» RECORDED INFORMATION
====================
PR #75, opened 2026-02-27
Refactor: permission checks in view

XanderVertegaal:
This PR updates the permission checks in the backend and lays some groundwork for role-based UI differentiation (frontend changes) featured in #76.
====================
» YOUR OBJECTIVE
As the exercise requires, copy out the data shown above word for word.

» ANSWER
PR #75, opened 2026-02-27
Refactor: permission checks in view

XanderVertegaal:
This PR updates the permission checks in the backend and lays some groundwork for role-based UI differentiation (frontend changes) featured in #76.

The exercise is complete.